My 'golden years' were in '79 - '84 so much changed, so fast, you felt like
every year there was new chip or a new gizmo that you could do _something_
cool with. Later, in the 90's it became a sad joke. We had an informal contest
at the Robotics club to come up with anything you could build out of just
Radio Shack parts.

These days they are kind of confused. They started adding Arduino kits, and
stuff from SeeedStudios (an interesting business model there [1]) I look at
the AdaFruit catalog and see hints of the Radio Shack of my youth.

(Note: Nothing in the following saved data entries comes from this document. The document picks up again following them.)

PR #4183, opened 2017-07-26
Change reference field to be more specific

### LINKED ISSUE #4180: Give Reference field more specific labels
The Reference field, which is backed by the `ref` tag and appears in numerous presets, tends to be [misinterpreted as a place to indicate a source](https://taginfo.openstreetmap.org/tags/?key=ref&value=http%3A%2F%2Fglobus.tut.by), similar to the purpose of a “Reference” section in a Wikipedia article. As far as I can tell, none of the use cases for `ref` is actually called “a reference” per se in English.

iD should head off this confusion and promote appropriate usage of `ref` by naming the field more appropriately based on the preset. For example:

* On Road Route, Bus Route, Bicycle Route, etc., call it “Route Number”.
* On Motorway, Trunk Road, Primary Link, etc., call it “Road Number” – or “Route Number” also?
* On Motorway Junction, call it “Junction Number” or “Exit Number”.
* On Airport and Airfield, call it “Airport Code”.
* On Stop Position, call it “Stop Number”.
* On Platform, call it “Platform Number”.

For any miscellaneous uses, “Reference Code” would be a good alternative to “Reference”.

There’s already a variant of the Reference field with a placeholder reading “Hole number”; I think it would be better to label the field itself “Hole Number”.

JamesKingdom:
This changes the labels to fix #4180 
What's changed?

- Routes
- Roads
- Junctions
- Airports/airfields
- Stop position
- Platform
- Golf hole


boothym:
I'm wondering if ref is even needed for an airport - https://wiki.openstreetmap.org/wiki/Tag:aeroway=aerodrome says to use other tags for an airport code. Looking at airports in the UK the ref tag seems to just be the same as iata.

bhousel:
Thanks @JamesKingdom, looks good to me!   I just merged it.. 
(I'm also going to rename the golf_hole ref field to be like the other ones.)

Issue #5415, opened 2018-10-19
Minimap enhancement


slhh:
- [ ] Show selected features in the minimap too (https://github.com/openstreetmap/iD/issues/2962#issuecomment-180839678) to support #4128.
- [ ] Show features which are hovered in sidebar lists (e.g. all members, multi-selection) in the minimap. This would help to identify list items (related to #5407)
- [ ] Make the background of the minimap selectable. When working with aerial imagery as background of the main map using the standard OSM map in the minimap might give better navigation support.
We do not need to duplicate the full background selection options of the main map. The selection between using the standard OSM map, the same background as the main map, and maybe a a few more seems to be sufficient.
- [ ] Make the minimap resizeable

TAQ2:
Hello I'm new to this project and would like to contribute

> Make the minimap resizeable

Please could you give me a hint as to where the code for this is?

PR #5446, opened 2018-10-28
Add selected features to minimap

jguthrie100:
This is a work in progress for #5415 

It simply copies any selected features from the main map and replicates them on the minimap. The styles etc are all maintained (which will require some editing most likely as it can look a bit cumbersome, but that can all be fixed)

Multiple features can be selected and they'll all be replicated on the minimap without an issue.

Todo:
 - Modify styles so they are less intrusive
 - Add breathing (i.e. red pulsing on selected features) to minimap features (?)
 - Improve styling of Point markers (currently a plain red dot - maybe better if its a small black dot with breathe effect)
 - Improve relation/area selections (either a big red blob or a thin line atm)

Note that this doesn't fix the selection dropping when the selection is dragged off the screen. I'm looking into sorting that, but its not too easy!

image

### DIFF
--- a/css/55_cursors.css
+++ b/css/55_cursors.css
@@ -6,6 +6,7 @@
 }
 
 .map-in-map,
+.map-in-map #map-in-map-features .map-in-map-selection, /* extra specific to over-ride later assignments */
 #map {
     cursor: auto; /* Opera */
     cursor: url(img/cursor-grab.png) 9 9, auto; /* FF */
--- a/css/80_app.css
+++ b/css/80_app.css
@@ -3259,6 +3259,17 @@ img.tile-debug {
     stroke-width: 5;
 }
 
+.map-in-map-selection {
+    stroke: #f60;
+    fill: #f90;
+    stroke-width: 3;
+}
+
+.map-in-map-selection.line {
+    fill: none;
+    stroke-width: 5;
+}
+
 
 /* Debug Data
 ------------------------------------------------------- */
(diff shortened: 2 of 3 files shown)


jguthrie100:
It might be worth gathering some suggestions for styling too, and whether the entire feature should be drawn, or whether it should just be a dot at the centre point of the feature for example.

slhh:
I wouldn't use any halo or even breathing. 
The entire feature should be drawn, a centerpoint can be quite confusing. 
The width of the yellow line on the minimap seems to be fine.
Selected features can easily get overlapping on the minimap due to a different zoom levels. Therefore, do not use feature type specific styles.
I'd use four colors/styles:
1. Members of selected relations
2. Selected ways
3. Selected nodes
4. Selected features, which are hovered on the main map or on a sidebar list.

bhousel:
Yes, along the lines of what @slhh said - I would avoid extensive map styling here too.  A simple stroke is enough to show it on the minimap.

I also noticed you're doing a lot of code to generate the GeoJSON that gets displayed.  Each of the entity types `node`, `way`, and `relation` has a `.asGeoJSON()` function.  So could you just do something like:

```js
var resolver = context.graph();
var features = context.selectedIDs()
    .map(context.entity)
    .map(function(entity) { return entity.asGeoJSON(resolver); });

var gj = { 
    type: 'FeatureCollection',
    features: features
};
...
```

jguthrie100:
I've made some changes to the styling and taken out a lot of redundant code. I think the failing tests are completely unrelated to my changes, but not sure..

image

Again, could do with advice on styling/colour/stroke-width choices etc

quincylvania:
> I think the failing tests are completely unrelated to my changes, but not sure..

@jguthrie100 We've been seeing some server-side tests fail lately due to timeouts, so as long as the local tests pass on http://localhost:8080/test/ then don't worry about it.

PR #5447, opened 2018-10-28
Added preset for attraction=summer_toboggan

hikemaniac:
This PR adds a preset and rendering for [attraction=summer_toboggan](https://wiki.openstreetmap.org/wiki/Tag:attraction%3Dsummer_toboggan). However I'm currently not able to use npm and I therefore just handwrote all the files, that would normally be built. I hope that this is okay.


data/presets/presets/attraction/summer_toboggan.json
```diff
@@ -0,0 +1,18 @@
...
+    ],
+    "geometry": [
+        "line"
+    ],
+    "terms": [
+        "alpine slide",
+        "mountain coaster"
+    ],
+    "tags": {
+        "attraction": "summer_toboggan"
```
bhousel: Reading on that wiki page ... does it also need `leisure=track` here?

hikemaniac: I'm not sure about that. The wiki indeed suggests it but a quick [overpass turbo query](http://overpass-turbo.eu/s/Dd0) shows that 460 of 715 ways do not have the leisure key present at all (and this doesn't neccesarily mean, that the remaining 255 objects leisure tag is `leisure=track`).

bhousel: ok, yeah seems fine to me to leave it off.  [`attraction=water_slide`](https://wiki.openstreetmap.org/wiki/Tag:attraction%3Dwater_slide) seems like almost the same thing, and doesn't say anything about adding extra tags to it.

PR #5459, opened 2018-11-03
Use the green stroke color to render barrier=hedge

quincylvania:
This small change differentiates hedges from other barrier features.

screen shot 2018-11-02 at 7 37 31 pm


bhousel:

[1] Originally gave you a place to 'sell your design' for other folks who
wanted to build it, they were cheap. But now they are selling those same
designs through retail channels which seems not quite in spirit with what they
started as.

------
rglovejoy
What caught my eye was that Radio Shack was selling a version of UNIX back in
1983!

From page 5:

"TRS-XENIX is derived from the powerful UNIX operating system developed by
Bell Laboratories. UNIX has been extensively field-tested for the past decade
and has demonstrated outstanding performance under heavy workloads. The TRS-
XENIX "core", or runtime package, includes the modules required to set up and
operate a multi-user system. It includes a hard disk initialization routine, a
text editor for modifying the parameters of the system, utilities to transfer
files from TRSDOS diskettes, RUNCOBOL to support our COBOL software, and full
password protection."

One question, though: is this the same XENIX that Microsoft was licensing from
AT&T?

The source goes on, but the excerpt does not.